▸ **Your objective**:
Take each line of the entries below that contains "scans" and copy it.

Provided information Start Marker

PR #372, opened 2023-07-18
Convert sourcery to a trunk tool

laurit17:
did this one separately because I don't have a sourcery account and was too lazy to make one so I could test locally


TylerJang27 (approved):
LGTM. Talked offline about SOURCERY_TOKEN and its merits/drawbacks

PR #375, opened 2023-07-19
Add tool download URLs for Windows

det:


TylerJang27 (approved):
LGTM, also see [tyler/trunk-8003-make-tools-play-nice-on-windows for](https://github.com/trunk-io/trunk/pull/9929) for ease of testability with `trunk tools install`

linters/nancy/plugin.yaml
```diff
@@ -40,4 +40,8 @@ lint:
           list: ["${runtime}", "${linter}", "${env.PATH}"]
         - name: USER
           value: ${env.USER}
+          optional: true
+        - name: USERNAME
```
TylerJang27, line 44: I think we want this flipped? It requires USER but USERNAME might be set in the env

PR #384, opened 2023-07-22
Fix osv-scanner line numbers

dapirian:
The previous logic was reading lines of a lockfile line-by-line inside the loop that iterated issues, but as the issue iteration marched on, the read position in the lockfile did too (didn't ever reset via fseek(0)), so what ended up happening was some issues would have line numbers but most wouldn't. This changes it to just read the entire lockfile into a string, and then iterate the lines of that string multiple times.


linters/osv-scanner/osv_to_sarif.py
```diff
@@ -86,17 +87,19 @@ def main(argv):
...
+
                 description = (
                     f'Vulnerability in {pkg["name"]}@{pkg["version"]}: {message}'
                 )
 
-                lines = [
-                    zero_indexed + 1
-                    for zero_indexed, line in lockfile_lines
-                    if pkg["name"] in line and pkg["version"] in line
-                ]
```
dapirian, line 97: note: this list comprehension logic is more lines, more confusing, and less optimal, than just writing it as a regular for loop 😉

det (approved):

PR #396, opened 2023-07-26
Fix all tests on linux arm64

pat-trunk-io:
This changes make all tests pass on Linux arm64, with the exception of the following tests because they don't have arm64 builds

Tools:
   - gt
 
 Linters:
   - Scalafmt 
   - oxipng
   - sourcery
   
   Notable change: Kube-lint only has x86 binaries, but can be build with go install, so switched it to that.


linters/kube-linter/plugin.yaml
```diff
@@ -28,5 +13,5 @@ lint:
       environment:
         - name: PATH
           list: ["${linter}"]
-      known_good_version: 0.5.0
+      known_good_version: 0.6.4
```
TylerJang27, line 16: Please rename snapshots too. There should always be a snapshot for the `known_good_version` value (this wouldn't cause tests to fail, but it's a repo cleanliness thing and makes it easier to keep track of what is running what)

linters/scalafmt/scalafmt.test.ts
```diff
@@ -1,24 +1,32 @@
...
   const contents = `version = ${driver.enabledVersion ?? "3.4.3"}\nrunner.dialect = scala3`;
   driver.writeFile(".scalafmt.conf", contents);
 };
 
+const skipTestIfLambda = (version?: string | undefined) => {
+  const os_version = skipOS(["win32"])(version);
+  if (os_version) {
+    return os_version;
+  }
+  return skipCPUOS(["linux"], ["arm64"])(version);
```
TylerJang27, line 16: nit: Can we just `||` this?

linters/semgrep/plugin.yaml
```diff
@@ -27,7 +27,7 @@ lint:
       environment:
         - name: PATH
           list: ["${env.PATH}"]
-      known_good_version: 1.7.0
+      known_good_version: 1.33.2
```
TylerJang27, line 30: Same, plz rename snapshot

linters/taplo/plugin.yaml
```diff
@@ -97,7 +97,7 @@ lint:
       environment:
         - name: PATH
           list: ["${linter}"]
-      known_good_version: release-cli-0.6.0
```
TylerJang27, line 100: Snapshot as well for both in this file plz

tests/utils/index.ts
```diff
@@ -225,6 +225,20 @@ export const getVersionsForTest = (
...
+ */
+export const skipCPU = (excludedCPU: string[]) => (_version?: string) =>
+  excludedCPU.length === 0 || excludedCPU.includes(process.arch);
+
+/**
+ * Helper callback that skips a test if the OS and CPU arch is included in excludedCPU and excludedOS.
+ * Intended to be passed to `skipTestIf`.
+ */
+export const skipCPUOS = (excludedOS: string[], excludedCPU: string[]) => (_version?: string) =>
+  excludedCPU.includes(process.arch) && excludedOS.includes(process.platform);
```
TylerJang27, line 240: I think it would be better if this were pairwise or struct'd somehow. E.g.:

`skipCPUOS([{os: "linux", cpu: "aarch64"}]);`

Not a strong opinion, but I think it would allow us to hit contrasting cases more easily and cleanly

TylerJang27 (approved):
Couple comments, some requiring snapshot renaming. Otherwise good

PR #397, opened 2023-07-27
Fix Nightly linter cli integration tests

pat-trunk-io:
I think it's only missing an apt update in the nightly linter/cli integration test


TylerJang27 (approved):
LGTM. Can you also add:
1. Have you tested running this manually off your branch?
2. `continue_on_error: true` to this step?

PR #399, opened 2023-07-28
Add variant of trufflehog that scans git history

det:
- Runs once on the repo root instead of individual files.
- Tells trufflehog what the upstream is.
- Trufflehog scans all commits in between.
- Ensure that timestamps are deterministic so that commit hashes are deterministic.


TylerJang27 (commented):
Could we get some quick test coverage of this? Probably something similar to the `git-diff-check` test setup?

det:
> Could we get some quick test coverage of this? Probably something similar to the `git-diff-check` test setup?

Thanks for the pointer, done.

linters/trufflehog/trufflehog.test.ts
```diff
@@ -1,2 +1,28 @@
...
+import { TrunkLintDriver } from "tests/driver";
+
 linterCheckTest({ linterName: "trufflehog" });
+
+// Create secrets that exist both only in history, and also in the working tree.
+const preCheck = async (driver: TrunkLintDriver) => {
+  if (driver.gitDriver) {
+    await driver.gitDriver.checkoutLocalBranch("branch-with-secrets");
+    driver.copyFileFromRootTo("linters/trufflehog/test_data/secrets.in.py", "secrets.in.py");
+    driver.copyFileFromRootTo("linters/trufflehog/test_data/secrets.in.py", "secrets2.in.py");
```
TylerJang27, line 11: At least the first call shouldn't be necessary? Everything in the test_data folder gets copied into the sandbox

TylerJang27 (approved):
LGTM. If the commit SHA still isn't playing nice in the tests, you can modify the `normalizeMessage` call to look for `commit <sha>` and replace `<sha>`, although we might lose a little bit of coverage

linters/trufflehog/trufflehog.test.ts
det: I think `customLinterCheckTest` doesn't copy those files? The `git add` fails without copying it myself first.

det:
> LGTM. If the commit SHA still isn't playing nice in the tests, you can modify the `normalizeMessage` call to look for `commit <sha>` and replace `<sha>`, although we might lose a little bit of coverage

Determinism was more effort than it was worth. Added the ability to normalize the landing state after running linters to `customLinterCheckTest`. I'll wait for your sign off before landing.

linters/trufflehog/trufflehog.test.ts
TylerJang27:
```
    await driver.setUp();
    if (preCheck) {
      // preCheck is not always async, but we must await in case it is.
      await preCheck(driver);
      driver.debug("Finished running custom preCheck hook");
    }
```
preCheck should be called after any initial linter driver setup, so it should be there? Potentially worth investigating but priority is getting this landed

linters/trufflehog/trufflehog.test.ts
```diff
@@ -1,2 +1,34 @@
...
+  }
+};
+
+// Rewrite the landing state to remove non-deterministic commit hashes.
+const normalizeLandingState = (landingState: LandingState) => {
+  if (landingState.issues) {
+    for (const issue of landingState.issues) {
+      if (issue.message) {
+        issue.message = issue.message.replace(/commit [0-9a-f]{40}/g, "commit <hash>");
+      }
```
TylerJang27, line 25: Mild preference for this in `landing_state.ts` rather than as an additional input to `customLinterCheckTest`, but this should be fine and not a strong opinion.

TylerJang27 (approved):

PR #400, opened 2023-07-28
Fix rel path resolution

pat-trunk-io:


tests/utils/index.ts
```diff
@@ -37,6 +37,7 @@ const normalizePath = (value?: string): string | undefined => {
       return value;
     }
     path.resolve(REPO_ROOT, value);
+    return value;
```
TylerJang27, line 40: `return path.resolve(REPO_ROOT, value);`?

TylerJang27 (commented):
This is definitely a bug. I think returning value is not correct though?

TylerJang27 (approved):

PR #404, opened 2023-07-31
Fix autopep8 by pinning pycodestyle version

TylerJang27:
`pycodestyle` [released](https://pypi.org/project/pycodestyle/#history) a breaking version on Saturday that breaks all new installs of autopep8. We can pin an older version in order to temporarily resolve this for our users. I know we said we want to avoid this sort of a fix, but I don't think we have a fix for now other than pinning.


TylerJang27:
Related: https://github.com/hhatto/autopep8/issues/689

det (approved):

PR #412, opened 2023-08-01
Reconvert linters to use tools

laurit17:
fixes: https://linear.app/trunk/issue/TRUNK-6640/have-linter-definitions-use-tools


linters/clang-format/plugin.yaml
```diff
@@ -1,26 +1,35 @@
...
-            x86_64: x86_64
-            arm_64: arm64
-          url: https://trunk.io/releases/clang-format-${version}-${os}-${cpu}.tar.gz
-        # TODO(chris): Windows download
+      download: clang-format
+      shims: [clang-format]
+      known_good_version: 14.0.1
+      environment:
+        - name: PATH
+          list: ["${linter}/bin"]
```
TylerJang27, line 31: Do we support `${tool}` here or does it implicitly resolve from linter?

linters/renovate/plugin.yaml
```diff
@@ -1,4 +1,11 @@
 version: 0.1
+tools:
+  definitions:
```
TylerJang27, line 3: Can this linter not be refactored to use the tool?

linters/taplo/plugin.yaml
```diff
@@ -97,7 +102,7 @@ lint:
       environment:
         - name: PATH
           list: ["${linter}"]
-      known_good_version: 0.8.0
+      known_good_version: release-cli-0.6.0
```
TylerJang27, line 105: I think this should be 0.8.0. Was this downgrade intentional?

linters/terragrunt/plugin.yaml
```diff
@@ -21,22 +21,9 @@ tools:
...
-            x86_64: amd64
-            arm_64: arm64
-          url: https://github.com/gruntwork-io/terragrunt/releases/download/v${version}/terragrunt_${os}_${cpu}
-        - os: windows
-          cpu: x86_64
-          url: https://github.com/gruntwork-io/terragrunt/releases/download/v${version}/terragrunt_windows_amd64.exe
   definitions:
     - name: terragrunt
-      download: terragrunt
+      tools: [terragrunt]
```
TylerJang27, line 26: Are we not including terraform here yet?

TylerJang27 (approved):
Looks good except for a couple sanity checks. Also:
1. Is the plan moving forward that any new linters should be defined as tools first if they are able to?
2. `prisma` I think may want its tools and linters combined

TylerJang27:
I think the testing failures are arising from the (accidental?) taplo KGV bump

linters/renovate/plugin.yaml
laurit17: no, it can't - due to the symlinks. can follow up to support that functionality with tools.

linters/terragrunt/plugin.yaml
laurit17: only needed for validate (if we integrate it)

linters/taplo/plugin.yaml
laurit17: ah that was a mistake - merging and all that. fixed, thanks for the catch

Provided information End Marker

▸ **Response to this task**:
Add variant of trufflehog that scans git history
- Trufflehog scans all commits in between.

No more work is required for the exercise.